For each frame or picture, the points which make up the atoms and therefore the molecule are output on magnetic tape in such a format that it may be used to produce a Calcomp plot of the molecule as in Figure 1 or be used as input to a Stomberg-Carlson 4020 for display on a CRT which is then photographed giving the visual representation shown in Figure 2. Figure 3 is a multiple exposure used here to illustrate the asymmetrical stretching motion (A_2u) in ethane.

Figure 3 -

The programs were written and debugged on a Burroughs 5500 and a CDC 3600 system. The produetion of the film was made on the former system located at the Air Force Academy.

The set of force constants used to calculate the normal modes of ethane were obtained from Hansen and Dennison. [1] The vibrational modes obtained from these calculations were arranged and displayed according to stretching, CH₃, deformation, rocking, and tortional motions. Asymmetrical modes are displayed following their corresponding symmetrical ones to better illustrate the symmetry of the vibrations. The molecule was oriented in space in such a way as to effectively display the particular vibrational mode, and the vibrational amplitudes were scaled to better display them.

Discussion

The use of computer animation for displaying molecular motion provides the possibility of animating relatively complicated processes with an accuracy and low cost not matched by more conventional techniques. Computer animation can provide a means of providing films which will be useful to the instructor in illustrating concepts of molecular motion, which in the past he has only been able to do verbally or with crude sketches. These techniques are particularly useful in showing molecular vibrations of molecules such as ethane. Not only can the various stretching, bending, and other motions be illustrated, but also the symmetry of the vibrational motions and the effect of isotopic substitution.

Walton and Risen [2] have also applied computer animation to molecular vibrations. Their procedure allows the individual freedom to request that the computer display the modes and view which is desired on a CRT. This method has great merit in its teaching possibilities, particularly using the time sharing capabilities of current, high-speed computers. There are, however, relatively few institutions which have the necessary facilities for the on-line interaction, whereas equipment for showing computer animated films is nearly always readily available.
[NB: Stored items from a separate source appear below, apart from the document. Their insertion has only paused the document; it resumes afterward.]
PR #926, opened 2019-06-07
CASH-1019: Make Kv-Flag Scalable

ksekhri:
* Required for HoverLoanCard

### DIFF
--- a/src/pages/BorrowerProfile/fundedBorrowerProfile.vue
+++ b/src/pages/BorrowerProfile/fundedBorrowerProfile.vue
@@ -28,7 +28,7 @@
 				<!-- Borrower location -->
 				<div>
 					<span class="country-image">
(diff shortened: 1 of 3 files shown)


src/pages/BorrowerProfile/fundedBorrowerProfile.vue
```diff
@@ -28,7 +28,7 @@
 				<!-- Borrower location -->
 				<div>
 					<span class="country-image">
-						<kv-flag :country="`${ loan.geocode.country.isoCode }`" />
+						<kv-flag :country="`${ loan.geocode.country.isoCode }`" :custom-height="14" />
```
ksekhri: `customHeight` is a backwards compatibility feature. The flags are actually square with white bars on top and bottom, but we cut off the white pixels at the bottom of the flag historically.

PR #930, opened 2019-06-10
Fix a visual bug from mixing classes

ksekhri:
* When a child component has a bound class, a class placed on that child by the parent is ignored
* This was worked around using a wrapper div


ksekhri:
cc @BoulderBrains

PR #934, opened 2019-06-11
CASH-955: Hover Loan Cards Experiment

ksekhri:
Settings Manager:
```
uiexp.hover_loan_cards
string
{"name": "HoverLoanCards","enabled": false,"startTime": "2018-08-29T00:00","endTime": "2022-02-16T15:00","control": {"key": "variant-a","name": "Control (variant-a)"},"variants": {"variant-b": {"name": "Hover Loan Cards"}},"distribution": {"variant-a": 0.5,"variant-b": 0.5}}
CASH-521: Hover Loan Cards
```

### DIFF
--- a/src/pages/Lend/LendByCategoryPage.vue
+++ b/src/pages/Lend/LendByCategoryPage.vue
@@ -366,6 +366,30 @@ export default {
 				);
 			}
 		},
+		initializeHoverLoanCard() {
+			// CASH-521: Hover loan card experiment
+			const hoverLoanCardExperiment = this.apollo.readQuery({
+				query: experimentQuery,
+				variables: { id: 'hover_loan_cards' },
+			});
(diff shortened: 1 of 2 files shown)


src/pages/Lend/LendByCategoryPage.vue
```diff
@@ -529,6 +535,29 @@ export default {
 				'b',
 			);
 		}
+
+		// CASH-521: Hover loan card experiment
```
mcstover: Could you please move all of this setup into it's own method similar to how initializeFavoriteCountryRowExp is handled?

emuvente: +1

ksekhri: @mcstover @emuvente Cool, encapsulated the code :+1:

PR #935, opened 2019-06-11
Cash 912

BoulderBrains:


BoulderBrains:
Only remaining issue is the console error that's thrown on page load: "Uncaught (in promise) TypeError: Cannot read property 'totalCount' of null"
Which I believe points to line 121 in AgoliaLoanCardAdapter

mcstover:
@BoulderBrains I think that totalCount error will go away once we're in a real environment. It's likely a mismatch of loans between Algolia Dev and trying to fetch the corresponding data from your local db.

In addition to displaying molecular vibrations, other programs are being developed for animating the general motion of molecules by integrating Hamilton's equations of motion. Such treatments require that a knowledge of the potential energy as a function of internuclear separation be known. For some processes this potential energy surface is known, at least approximately. In addition, the positions and momenta of the atoms must be known at some initial time. The program used to do the vibrational analysis in the ethane film can be used to supply information for the initial conditions associated with the vibrational portion of the motion. The implementation of these techniques will allow the study of collisional processes by showing the exchange of energy between degrees of freedom as well as the study of chemical reactions. In the study of chemical reactions the importance of the geometry of the collision complex may be readily shown as well as the relative importance of vibrational, rotational, and translational energy on the probability of reaction.

We would like to acknowledge the financial assistance received from the Advisory Council on College Chemistry.

In addition we are grateful for the support provided by the Frank J. Seiler Research Laboratory, Office of Aerospace Research, United States Air Force Academy and the Research Computing Center of the University of Massachusetts at Amherst in providing computer support for this project. A special acknowledgment is expressed to Mr. R. N. Davis of the Lincoln Laboratories, MIT for his invaluable support and advice.

REFERENCES

(1) HANSEN, G. E., AND DENNISON, D. M., J. Chem. Phys., 20, 313 (1952).

(2) WALTON, J. S., AND RISEN, W. M., JR, J. CHEM. EDU., 46, 334 (1969).